Ainda no último quartel
do século XVIII, o iluminismo pombalino progrediu no sentido de amenizar o
cativeiro indígena, embora a exploração ainda fosse intensa, sendo extinto
oficialmente, só na Regência de D. João, pela Carta Régia de 12 de maio de 1798.
Essa Carta, além de extinguir a política de Diretório, igualava os índios aos
demais servos do Reino (MALHEIRO, v. 1, 1944; 295-297).
Esses avanços vinham com apoio e ingerência da Igreja Católica, mas
encerravam uma forte contradição filosófico-religiosa, visto que aparentemente
se libertava um povo e se intensificava o cativeiro de outro, os negros.

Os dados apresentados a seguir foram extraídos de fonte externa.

PR #541, opened 2024-10-24
chore: Upgrade to eslint v9

cmaddox5:
All of our eslint plugins support v9 now so moving forward with updating. Biggest change was to the config. `.eslintrc.js` and `.eslintignore` are no longer supported. They provided a [migrator](https://eslint.org/docs/latest/use/configure/migration-guide#migrate-your-config-file) that I used to convert to the new format.


cmaddox5:
Duplicate of https://github.com/mbta/screenplay/pull/525 😅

Portanto, a questão da abolição da escravatura africana, embora não fosse
contemplada nas leis positivas brasileiras, nem coloniais, nem após a
Independência, figurava em um imaginário filosófico e religioso, infiltrando
vagarosamente nas discussões políticas e em uma proto jurisprudência, ou regras
de costume. Na prática, muitas defesas se baseavam na compaixão que
religiosamente se poderia sentir de um escravo e apontavam para um ímpeto de vontade
de libertação de um antigo senhor.
Se a lei não protegia os
escravos, as brechas ou falhas da lei o permitia. Exemplo disso são os maus
tratos, uma antiga preocupação da Coroa e da Igreja. Em 1698 o rei D. Pedro II,
o Pacífico, dirigiu carta ao Capitão Geral do Estado do Brasil, D. João de
Lancastro, determinando que este apurasse e coibisse medidas de castigos aos
escravos negros julgadas de extrema crueldade, qual seja prender os membros do
escravo por argolas de ferro para imobilizá-lo durante a aplicação do castigo
de chibatada (BENCI, 1977;156).
A preocupação com o
excesso na punição do escravo aparece claramente desde muito cedo entre os
religiosos e a própria Igreja. Em 1705 foi publicado em Roma, sob chancela do
Vaticano, o livro Economia Cristã dos
senhores no governo dos escravos, escrito pelo missionário jesuíta na
Bahia, Jorge Benci, cuja intenção era compilar um manual de bem tratar os
escravos pelos senhores no Brasil. Nesta obra uma boa parte é dedicada aos
castigos para que não fossem extremos e cruéis (BENCI, 1977).
No século XIX, os
castigos já tinham uma restrição legal. Com base no Código Criminal, era permitido
o castigo moderados aos escravos, “desde que não fossem contrários às leis em
vigor”. Dessa forma, em castigos “imoderados” havia excesso que a lei punia como,
por exemplo, queimar o escravo, feri-lo com punhal, precipitá-lo no mar, ou
ofendê-lo de modo semelhante (MALHEIRO, v. 1, 1944; 23) (Cf. BRASIL, 1876,
parte 1, título 1, cap, 2, Art. 6º; 145). Neste prisma, a libertação de um
escravo poderia refletir uma punição a um senhor violento, mas soava algo como
piedade, uma piedade religiosa.
A religiosidade da
colônia brasileira de fins do século XVIII e início do século XIX foi marcada
pela força de um clero liberal, que havia rompido com o Episcopado e se
encontrava muito mais perto do povo, ou seja, dos pobres, mesmo que fossem
índios ou escravos negros (AZZI, 1983; 13-14). Este clero, muitas vezes atuava
como rábulas na defesa de escravos e pessoas muito pobres, pois dessa classe
mais baixa eram os únicos com alguma instrução. Embora não fossem versados, de
fato, em leis, tinham nos seus estudos pessoais e na própria Bíblia algumas
formas convincentes de defesa. Veja-se, por exemplo, que o Pentateuco proíbe e estabelece
penas para quem comete violência física contra escravos (Êx. 21: 20, 26, 27).
Se o Cristianismo foi em
algum momento fator justificador da escravidão, visto que na antiguidade
expressa no Velho Testamento, não a condenava nem a proibia, já no século XIX,
a consciência cristã contradizia o sofisma, pois que a escravidão era vista
como uma instituição dos Direitos das Gentes, puramente humano, abusivo e
condenado pelo Criador (MALHEIRO, v.2, 1944; 79-84). Assim, a defesa do escravo
injustiçado pautava-se mais no bom senso cristão que no ordenamento jurídico positivo.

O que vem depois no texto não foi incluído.